» The task
Give back only the lines in the records below from the one with "PR #1358, opened 2017-12-01" to the one with "(self->txn_blocksize, >, 0);", both inclusive, word for word.

» Working data
----

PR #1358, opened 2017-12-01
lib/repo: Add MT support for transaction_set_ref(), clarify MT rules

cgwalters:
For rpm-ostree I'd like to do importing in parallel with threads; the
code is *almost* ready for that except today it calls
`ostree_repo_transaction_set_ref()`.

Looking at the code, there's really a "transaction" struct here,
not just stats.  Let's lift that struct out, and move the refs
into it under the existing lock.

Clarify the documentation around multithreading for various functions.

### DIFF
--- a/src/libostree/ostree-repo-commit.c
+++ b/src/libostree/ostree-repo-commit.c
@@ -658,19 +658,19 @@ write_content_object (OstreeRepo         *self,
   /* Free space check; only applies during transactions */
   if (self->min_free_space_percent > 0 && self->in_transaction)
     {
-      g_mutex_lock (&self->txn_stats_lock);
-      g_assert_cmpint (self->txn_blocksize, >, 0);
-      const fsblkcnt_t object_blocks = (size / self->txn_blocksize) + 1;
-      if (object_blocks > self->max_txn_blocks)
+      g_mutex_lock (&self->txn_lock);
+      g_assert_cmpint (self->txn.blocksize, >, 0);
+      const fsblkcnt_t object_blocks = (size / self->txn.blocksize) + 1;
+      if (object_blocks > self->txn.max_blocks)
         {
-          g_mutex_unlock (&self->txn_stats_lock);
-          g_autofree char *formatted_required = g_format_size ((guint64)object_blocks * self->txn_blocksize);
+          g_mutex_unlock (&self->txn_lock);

----

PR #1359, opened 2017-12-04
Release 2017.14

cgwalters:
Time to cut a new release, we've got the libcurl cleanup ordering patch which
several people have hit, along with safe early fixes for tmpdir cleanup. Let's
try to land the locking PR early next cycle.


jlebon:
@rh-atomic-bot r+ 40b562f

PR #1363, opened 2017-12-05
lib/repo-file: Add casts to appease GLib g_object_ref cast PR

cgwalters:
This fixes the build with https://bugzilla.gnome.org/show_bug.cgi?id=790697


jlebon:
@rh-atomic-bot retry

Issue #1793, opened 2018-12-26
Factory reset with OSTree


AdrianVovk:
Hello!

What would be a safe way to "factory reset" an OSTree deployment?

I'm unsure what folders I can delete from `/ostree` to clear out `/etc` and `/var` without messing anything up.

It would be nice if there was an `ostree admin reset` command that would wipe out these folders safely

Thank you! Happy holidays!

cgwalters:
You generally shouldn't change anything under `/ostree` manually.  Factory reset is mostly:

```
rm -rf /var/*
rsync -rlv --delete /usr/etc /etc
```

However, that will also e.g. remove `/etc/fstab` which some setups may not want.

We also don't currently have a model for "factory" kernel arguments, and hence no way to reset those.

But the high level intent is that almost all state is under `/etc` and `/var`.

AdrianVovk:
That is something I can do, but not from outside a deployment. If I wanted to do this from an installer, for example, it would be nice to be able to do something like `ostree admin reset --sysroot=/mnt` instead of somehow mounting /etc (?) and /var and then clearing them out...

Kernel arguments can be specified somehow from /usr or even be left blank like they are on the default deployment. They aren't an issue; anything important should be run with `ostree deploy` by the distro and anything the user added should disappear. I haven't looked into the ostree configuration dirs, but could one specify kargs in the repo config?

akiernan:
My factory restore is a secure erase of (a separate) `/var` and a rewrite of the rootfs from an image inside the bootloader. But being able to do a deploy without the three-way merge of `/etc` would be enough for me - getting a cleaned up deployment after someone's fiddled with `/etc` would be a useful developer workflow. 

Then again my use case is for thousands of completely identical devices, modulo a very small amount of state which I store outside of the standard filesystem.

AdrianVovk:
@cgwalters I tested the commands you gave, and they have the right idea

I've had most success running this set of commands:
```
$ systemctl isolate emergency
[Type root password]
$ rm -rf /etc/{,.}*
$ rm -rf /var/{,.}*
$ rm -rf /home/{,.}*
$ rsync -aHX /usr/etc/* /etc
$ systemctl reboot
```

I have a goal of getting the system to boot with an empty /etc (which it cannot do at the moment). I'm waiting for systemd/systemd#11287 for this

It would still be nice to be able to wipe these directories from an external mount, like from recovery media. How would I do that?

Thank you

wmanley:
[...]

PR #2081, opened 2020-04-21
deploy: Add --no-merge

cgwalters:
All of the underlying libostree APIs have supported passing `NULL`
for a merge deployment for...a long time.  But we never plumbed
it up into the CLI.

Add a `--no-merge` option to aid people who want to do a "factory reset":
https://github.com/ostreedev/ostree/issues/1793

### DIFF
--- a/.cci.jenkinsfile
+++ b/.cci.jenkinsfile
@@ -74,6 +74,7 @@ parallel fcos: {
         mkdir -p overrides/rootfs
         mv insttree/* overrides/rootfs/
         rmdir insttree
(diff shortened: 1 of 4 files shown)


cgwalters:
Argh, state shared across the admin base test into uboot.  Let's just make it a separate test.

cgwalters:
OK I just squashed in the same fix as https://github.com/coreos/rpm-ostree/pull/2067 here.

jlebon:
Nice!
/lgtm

----

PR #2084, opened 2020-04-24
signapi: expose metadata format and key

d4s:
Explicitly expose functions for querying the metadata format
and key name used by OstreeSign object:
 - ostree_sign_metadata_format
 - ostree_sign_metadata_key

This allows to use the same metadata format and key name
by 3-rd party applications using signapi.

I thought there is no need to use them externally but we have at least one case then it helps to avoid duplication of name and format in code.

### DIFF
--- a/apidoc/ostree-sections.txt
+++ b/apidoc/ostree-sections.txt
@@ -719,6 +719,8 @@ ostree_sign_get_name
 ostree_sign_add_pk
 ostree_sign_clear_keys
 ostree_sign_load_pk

----

» Answer box
PR #1358, opened 2017-12-01
lib/repo: Add MT support for transaction_set_ref(), clarify MT rules

cgwalters:
For rpm-ostree I'd like to do importing in parallel with threads; the
code is *almost* ready for that except today it calls
`ostree_repo_transaction_set_ref()`.

Looking at the code, there's really a "transaction" struct here,
not just stats.  Let's lift that struct out, and move the refs
into it under the existing lock.

Clarify the documentation around multithreading for various functions.

### DIFF
--- a/src/libostree/ostree-repo-commit.c
+++ b/src/libostree/ostree-repo-commit.c
@@ -658,19 +658,19 @@ write_content_object (OstreeRepo         *self,
   /* Free space check; only applies during transactions */
   if (self->min_free_space_percent > 0 && self->in_transaction)
     {
-      g_mutex_lock (&self->txn_stats_lock);
-      g_assert_cmpint (self->txn_blocksize, >, 0);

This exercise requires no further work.